DATA RECORDS:
● ● ●

Issue #549, opened 2026-07-25
fix(infra): graceful worker shutdown + maintenance mode so deploys never lose in-flight Celery tasks


gitchrisqueen:
## Problem (HIGH PRIORITY): deploys kill in-flight Celery tasks and lose them
Every deploy recreates the app containers (`scripts/deploy.sh` → `docker compose up -d`), which SIGTERMs the celery workers. Long tasks (feed commenting loops, ~6-min Runway/Veo video generation, reply sweeps, DMs) get **killed mid-flight and lost** — no warm shutdown, no re-queue. This causes the "worker restarts interrupt tasks" behavior noted in the pre-post-commenting investigation (#547).

## Root causes (verified 2026-07-25)
1. **SIGTERM never reaches Celery.** `compose/local/celery/worker/start` and `start-selenium` launch the worker as `su $CELERY_USER -c "… celery … worker …"` — **not `exec`'d**. Docker's SIGTERM goes to PID 1 (the shell/`su`), which does not forward it to the celery child, so **Celery never gets the warm-shutdown signal**.
2. **No `stop_grace_period`** on any worker service (docker-compose.yml/prod.yml) → Docker's default **10s**, then SIGKILL — far shorter than a video/Selenium task.
3. **No global `task_acks_late` / `task_reject_on_worker_lost`** (only a couple of tasks set it) → default acks-on-receipt, so a task killed mid-run is **not re-queued → lost**.
4. **No drain/pause before recreate** — `deploy.sh` recreates workers while tasks are actively running.

### A. Make warm shutdown actually work
- Forward SIGTERM to Celery so `TERM` triggers Celery's **warm shutdown** (stop consuming new tasks, finish running ones, then exit). Use `exec` (e.g. `exec gosu $CELERY_USER … celery … worker …` or run under `tini`/`--init`) so the celery process is PID 1 / receives signals.
- Set a per-worker `stop_grace_period` longer than the longest task (e.g. **6–8m**; video gen ~6m) so Docker lets the warm shutdown finish before SIGKILL.

### B. Never lose a task that IS interrupted
- Set `task_acks_late=True` + `task_reject_on_worker_lost=True` (globally, or on all long/Selenium/media tasks) so a task killed before completion is **re-queued and re-run**.
- Tune `broker_transport_options.visibility_timeout` (Redis) above the longest task so a long-running task isn't re-delivered to a second worker mid-run (the classic acks_late+Redis double-run trap).
[...]

PR #751, opened 2026-07-27
fix(infra): make the Selenium Grid the deployed topology (it was reverted by every deploy)

gitchrisqueen:
**Cut over to the Grid on prod today (2026-07-27) — this makes it survive deploys.**

## The gap
`docker-compose.grid.yml` shipped in #610, but `scripts/deploy.sh` composes only `docker-compose.yml -f docker-compose.prod.yml`. So a manual cutover lasts exactly until the next release, which silently puts the box back on the single standalone container — healthy, and quietly the wrong topology.

## Changes
- `deploy.sh` composes the grid overlay by default. `SELENIUM_TOPOLOGY=standalone` (env or `/opt/lem/.env`) falls back; the overlay parks the standalone behind a profile rather than deleting it, so rollback stays one flag.
- **Transition guard**: evict a running `selenium-chrome` before bringing the grid up.

## Two failure modes found by doing it live (both now guarded + documented)
1. A compose **profile stops a service from being started, not from running** — the standalone kept holding `127.0.0.1:4444`, so the hub could not bind.
2. When that bind fails, Docker leaves the hub **running with no network attached**. It presents as *'hub unhealthy, 0 nodes registered'* with nodes logging `UnknownHostException: selenium-hub` — not as a port error. Recreating the hub fixed it.

## Verified on prod after the cutover
- hub healthy; `/status` → **8 nodes, 8 slots, all UP** (matches the summed lane concurrency invariant)
- a real `get_docker_driver()` session created, navigated and closed cleanly through the hub
- capacity monitor: `session_saturation ok / lane_backlog ok / session_wait ok`
- site `/health` 200; all workers + beat healthy
- 42 deploy/compose unit tests pass

## noVNC — restored by a dedicated node
The hub runs no browser and pool replicas cannot share a host port, so the *pool* is unwatchable.
The overlay therefore runs `selenium-node-debug`: a **ninth**, non-replicated node that publishes
7900 (loopback by default) and is what `lemvnc` points at. It sits on top of the eight the lanes are
sized for, so watching a browser never costs a production slot — and it is excluded from the
capacity monitor's saturation denominator (`capacity_alerts._pool_slots`) for the same reason.
Grid still routes a session to any free matching node, so it is *a spare node you can watch*, not
the node your session lands on; deterministic pinning is follow-up work.

### DIFF
--- a/.env.example
+++ b/.env.example
@@ -724,11 +724,23 @@ NGROK_JAEGER_PREFIX=your-app-jaeger
 SELENIUM_HUB_HOST=selenium-chrome
 SELENIUM_HUB_PORT=4444
 SELENIUM_KEEP_VIDEOS_X_DAYS=7
-# Selenium Grid (Phase 2, docker-compose.grid.yml — NOT enabled by default; see docs/SELENIUM_GRID.md).
-# Each node runs one session, so the node count IS the browser-session cap and MUST equal the summed
-# SELENIUM_CONCURRENCY of the lane workers (se_engage + se_prepost + se_outreach + se_content).
+# Selenium Grid (Phase 2, docker-compose.grid.yml — the DEPLOYED topology since 2026-07-27; see
+# docs/SELENIUM_GRID.md). `scripts/deploy.sh` composes the overlay in on every deploy unless this is
+# set to `standalone`, which is the one-flag rollback to the single selenium/standalone-chrome.
+SELENIUM_TOPOLOGY=grid
+# Each POOL node runs one session, so the node count IS the browser-session cap and MUST equal the
+# summed SELENIUM_CONCURRENCY of the lane workers (se_engage + se_prepost + se_outreach + se_content).
 # SELENIUM_HUB_HOST is overridden to `selenium-hub` by the overlay itself — leave it alone here.
 SELENIUM_GRID_NODES=8
+# The watchable debug node is a NINTH node on top of that pool, so it is excluded from the capacity
+# monitor's saturation denominator by the name it registers under. Empty disables the exclusion.
+SELENIUM_DEBUG_NODE_HOST=selenium-node-debug
+# Bind address for the debug node's noVNC (7900). Loopback like every other published port here.
+SELENIUM_GRID_VNC_BIND=127.0.0.1
+# The address an OPERATOR'S BROWSER reaches the Grid on (the tunnel hostname, e.g.
+# https://lemgrid.example.com). Only used to build the Grid UI's live-view link for the debug node;
+# unset just means that shortcut points at a compose-internal host.
+# SELENIUM_GRID_PUBLIC_URL=
 # Bind address for the Grid event bus (4442/4443). Loopback unless nodes run on a SECOND box, in
 # which case set the primary box's PRIVATE (WireGuard/VPC) address — never 0.0.0.0: registering a
 # node needs no credentials.
--- a/docker-compose.grid.yml
+++ b/docker-compose.grid.yml
@@ -9,10 +9,9 @@
 #
 #   docker compose -f docker-compose.yml -f docker-compose.prod.yml -f docker-compose.grid.yml up -d
 #
-# This is the DEPLOYED topology as of the 2026-07-27 cutover: `scripts/deploy.sh` composes this file
-# in on every deploy unless SELENIUM_TOPOLOGY=standalone is set (env, or the box's .env). It is still
-# an overlay, not the base — a bare `docker compose up` (dev) is unchanged and runs the standalone.
-# See docs/SELENIUM_GRID.md for the cutover runbook, the rollback, and the load-test evidence.
+# NOT enabled by default. Prod runs the standalone until the capacity monitor (§5e) says the cap is
+# the operating point; see docs/SELENIUM_GRID.md for the cutover runbook and the load-test evidence
+# that should precede it.
 #
 # INVARIANT (same one the standalone carries): total session slots == the sum of every lane
 # worker's SELENIUM_CONCURRENCY. Here total slots = SELENIUM_GRID_NODES x SE_NODE_MAX_SESSIONS(=1),
@@ -51,6 +50,15 @@ services:
       - SE_SESSION_REQUEST_TIMEOUT=300
       - SE_SESSION_RETRY_INTERVAL=5
     restart: unless-stopped
+    networks:
+      default:
+        aliases:
+          # Answer to the STANDALONE's name too. Everything that predates the Grid points at
+          # `selenium-chrome:4444` — the Cloudflare tunnel's lemgrid hostname (dashboard-managed,
+          # not in this repo), SELENIUM_HUB_HOST in the box .env, and host-side tooling. Without
+          # this alias the cutover 502s the Grid console and silently strips those callers of a
+          # hub. The standalone service is profile-parked, so the name is free.
+          - selenium-chrome
     deploy:
       resources:
         limits:
--- a/docker-compose.grid.yml
+++ b/docker-compose.grid.yml
@@ -31,8 +31,8 @@ services:
       # point for `ports` is that 4444 is not publicly reachable — a default of "all interfaces"
       # here would silently undo that hardening on the cutover.
       # NOTE: there is no 7900 on a hub. noVNC lives on the NODES, and replicas cannot publish the
-      # same host port, so "watch the live browser" is lost on a Grid — attach to one node instead:
-      #   docker compose port <node-container> 7900   (or run one node with an explicit mapping).
+      # same host port — which is why the pool is unwatchable and `selenium-node-debug` below is a
+      # separate, non-replicated node that DOES publish 7900.
       - "${SELENIUM_GRID_HUB_BIND:-127.0.0.1}:${SELENIUM_HUB_PORT}:4444"
       # Event bus. Only nodes speak these, and node-on-the-same-box reaches them over the compose
       # network without any publishing at all — so the default bind is loopback. Set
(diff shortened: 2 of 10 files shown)


gitchrisqueen:

- **Deploy-breaking `set -e` abort (critical)**: `SELENIUM_TOPOLOGY="${VAR:-$(grep -E '^SELENIUM_TOPOLOGY=' "$ENV_FILE" ...)}"` runs under `set -euo pipefail`. grep exits 1 when the key is absent — and it is absent on every box, because the key is new — so the command substitution failed the assignment and killed the script at that line, before `check_env.sh`, on **every** deploy (exit 2 with no `.env` at all). Reproduced under bash. Fixed by resolving through the script's existing `env_value` helper (always exits 0, returns the default), which required moving the block below that helper's definition; an unrecognized value now falls *forward* to `grid` with a warning instead of silently reverting the topology.
- **Eviction happened before the drain**: the transition guard `docker rm -f selenium-chrome` sat at step 3b, ahead of `maint begin`/`maint drain` — so it killed every in-flight Selenium session mid-task, which is exactly the mid-flight kill the #549 maintenance window exists to prevent. Moved to step 4c, after the drain; nothing before it starts a browser service, so the wait costs nothing.
- **No guard in the rollback direction**: with `SELENIUM_TOPOLOGY=standalone`, `selenium-hub` keeps holding 4444 and the standalone can't bind — the documented cutover failure with the roles swapped, i.e. the "one flag" fallback did not actually work. The guard now evicts whichever container the target topology replaces (hub ↔ standalone); the nodes are cleared by step 7's `--remove-orphans`.
- **No tests on the changed behavior** (the 42 that passed were pre-existing): added `TestDeployComposesTheGridTopology`, which **executes** deploy.sh's resolution prefix under real bash — a substring assertion on the source cannot see a `set -e` abort — covering no-`.env`, key-absent, `standalone` fallback, exported-value-wins, typo, plus guard ordering and both eviction directions.
- **Docs contradicted the change**: `docker-compose.grid.yml`'s own header and `docs/SELENIUM_GRID.md`'s status line still read "NOT enabled by default / Prod runs the standalone"; the rollback snippet omitted the `SELENIUM_TOPOLOGY=standalone` flag (so the next deploy silently undid the rollback) and the 4444 collision; and `docs/SELENIUM_DEBUGGING.md` + `DEPLOYMENT.md` still pointed on-call at a `selenium-chrome` container prod no longer runs. All corrected, with the noVNC consequence stated where an operator will hit it.

Checked and OK: the loopback/bus binds and the node-count == Σ-lane-concurrency invariant survive the cutover; `${COMPOSE}` is picked up by every rollback/standby path; `docker-compose.grid.yml` is present in the last three release tags, so the roll-back-one-release path can't reference a missing overlay; no `Closes #N` claim to verify.

Full unit suite: **7970 passed**.

gitchrisqueen:
🔎 Claude adversarial review — FIXED 6 findings

**The head commit reverted the previous review.** `64f9433` ("alias the Grid hub as selenium-chrome") was authored from a pre-review checkout: it landed the new alias but carried the stale copies of all six files with it, undoing `2f5cf77` in the same commit. Everything the earlier marker comment claimed fixed was live again at HEAD. Restored that content and re-applied the alias on top (`a8bd905`) — so this review is the earlier five findings *plus* what the alias itself needs.

Re-broken by the revert, now fixed again:

- **Deploy-breaking `set -e` abort (critical)**: `SELENIUM_TOPOLOGY="${VAR:-$(grep -E '^SELENIUM_TOPOLOGY=' "$ENV_FILE" ...)}"` runs under `set -euo pipefail`. grep exits 1 when the key is absent — and it is absent on every box, because the key is new — so the assignment failed and killed the script at that line, before `check_env.sh`, on **every** deploy. Re-reproduced under bash this pass: **exit 1** with a `.env` lacking the key, **exit 2** with no `.env`, the following line never reached. Resolved through the script's own `env_value` helper (sed-based, always exits 0); an unrecognized value falls *forward* to `grid` with a warning rather than silently reverting the topology.
- **Eviction happened before the drain**: `docker rm -f selenium-chrome` sat at step 3b, ahead of `maint begin`/`maint drain`, killing every in-flight Selenium session mid-task — the exact mid-flight kill the #549 window exists to prevent. Back at step 4c, after the drain.
- **No guard in the rollback direction**: with `SELENIUM_TOPOLOGY=standalone`, `selenium-hub` keeps holding 4444 and the standalone can't bind, so the "one flag" fallback did not work. The guard evicts whichever container the target topology replaces (hub ↔ standalone); `--remove-orphans` clears the nodes.
- **No tests on the changed behavior**: `TestDeployComposesTheGridTopology` **executes** deploy.sh's resolution prefix under real bash — a substring assertion on the source cannot see a `set -e` abort — covering no-`.env`, key-absent, `standalone` fallback, exported-value-wins, typo, plus guard ordering and both eviction directions.
- **Docs contradicted the change**: the overlay header and `docs/SELENIUM_GRID.md`'s status line read "NOT enabled by default / Prod runs the standalone"; the rollback snippet omitted the `SELENIUM_TOPOLOGY=standalone` flag (so the next deploy silently undid the rollback); `SELENIUM_DEBUGGING.md` + `DEPLOYMENT.md` pointed on-call at a container prod no longer runs.

New this pass, on the alias itself (kept — it is load-bearing):

- **The alias was untested and undocumented, and its interaction with the eviction guard was unstated.** Verified it is genuinely needed: `env_constants.py`'s `SELENIUM_HUB_HOST` default, `tools/selenium_mcp_server.py` and `tools/debug_linkedin_login.py` all address `selenium-chrome:4444`, and the tunnel hostname that 502'd isn't in this repo at all — so nothing in-tree fails when the alias is dropped. Added a test for it, documented that it is **DNS, not a container name** (`selenium-chrome:4444` resolves; `docker exec selenium-chrome` does not), and recorded that it is a *second* reason the eviction must happen: two containers answering one alias round-robins half the sessions into the wrong browser. Also corrected the overlay's own rollback comment, which told an operator to `--profile standalone up selenium-chrome` beside a live hub — that collides on both 4444 and the alias.

Checked and OK: `networks.default` resolves against the implicit default network (no file declares a top-level `networks:`), and the overlay parses with the compose `!override`/`!reset` tags; every compose invocation in `deploy.sh` goes through `${COMPOSE}`, so the overlay reaches the rollback/standby paths too; `env_value` is sed-based and cannot abort; the loopback/bus binds and the node-count == Σ-lane-concurrency invariant survive; no `Closes #N` claim to verify.

Tests: `tests/unit/app` + capacity alerts — **1695 passed** (28 in `test_selenium_capacity.py`, 8 of them new).

gitchrisqueen:

Reviewed the full diff plus the code at its seams (`capacity_alerts.py`, the base compose, `docs/SELENIUM_GRID.md`). No linked issue, so nothing to check on the close claim. Full unit suite green: **7976 passed**.

- **The 9th node silently desensitised the capacity signal** (the one that says "the cap is the constraint, buy the second box"): `collect_selenium_capacity` counts every slot the hub reports, so the denominator moved 8 → 9. A fully-claimed pool now reads 0.89 and the sample below it 7/9 = 0.78 — under the 0.85 `CAPACITY_SATURATION_PCT` that breached at 7/8 before. Added `_pool_slots()` to drop the debug node's slot, matched on the URI host it registers under. That required giving it one: it had **no `SE_NODE_HOST`**, so it registered as a per-restart container IP and nothing could identify it in `/status`.
- **The rollback direction had no transition guard** — the half this PR added it for. `SELENIUM_TOPOLOGY=standalone` left the hub running on 4444 (compose only reaps it as an orphan during the step-7 `up`), and the hub answers to the new `selenium-chrome` alias — so that name would resolve to two containers and workers could drive a hub with zero nodes. That path runs during an incident. Made it symmetric (`compose rm -sf` the hub + both node services first).
- **The topology was read by a second hand-rolled `.env` parser** (`grep | cut | tr`), 17 lines above the existing `env_value()` helper that already strips quotes, inline comments and stray CRs — so `SELENIUM_TOPOLOGY=standalone # rollback` resolved to neither value. And any value that wasn't exactly `grid` silently deployed the standalone with **no log line** — precisely the invisible drift this PR exists to end. Now uses `env_value`, normalises case, names an unrecognised value, and logs the resolved topology every deploy.
- **`SE_NODE_GRID_URL` was documented as "marks this node in the Grid UI"** — it doesn't; it's what the UI builds the node's live-view (noVNC) link from, so a compose-internal value points the operator's browser at a host only Docker can resolve. Now `${SELENIUM_GRID_PUBLIC_URL:-…}` with an accurate comment.

Also corrected the record around the last commit: the "standalone is retired by this overlay" comment had been orphaned above the new debug node (it read as describing it); `docs/SELENIUM_GRID.md` still said noVNC "goes away" and that the capacity monitor "needs no change"; `.env.example` still said the Grid was NOT enabled by default and documented none of the new knobs (`SELENIUM_TOPOLOGY`, `SELENIUM_GRID_VNC_BIND`, `SELENIUM_DEBUG_NODE_HOST`, `SELENIUM_GRID_PUBLIC_URL`); and the PR body's "Known consequence: noVNC is gone" contradicted the diff — updated.

New tests: pool exclusion (present / absent / disabled / no false-positive host match), the debug node's registered name pinned against `SELENIUM_DEBUG_NODE_HOST`, and `deploy.sh`'s topology composition, unrecognised-value handling, shared-parser use and both eviction guards.

Not changed, flagging as known: nine concurrent Chrome sessions is +1 vCPU / +1.5 GB / +2 GB shm over the §4 budget the box was sized for — that's the recorded owner decision, not a defect.

gitchrisqueen:

gitchrisqueen:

● ● ●

WORK ORDER: Please copy, exactly and with nothing else, the lines above beginning at the line that has "# Bind address for the Grid" and ending with the line that has "-# in on every".

EXERCISE RESPONSE:
 # Bind address for the Grid event bus (4442/4443). Loopback unless nodes run on a SECOND box, in
 # which case set the primary box's PRIVATE (WireGuard/VPC) address — never 0.0.0.0: registering a
 # node needs no credentials.
--- a/docker-compose.grid.yml
+++ b/docker-compose.grid.yml
@@ -9,10 +9,9 @@
 #
 #   docker compose -f docker-compose.yml -f docker-compose.prod.yml -f docker-compose.grid.yml up -d
 #
-# This is the DEPLOYED topology as of the 2026-07-27 cutover: `scripts/deploy.sh` composes this file
-# in on every deploy unless SELENIUM_TOPOLOGY=standalone is set (env, or the box's .env). It is still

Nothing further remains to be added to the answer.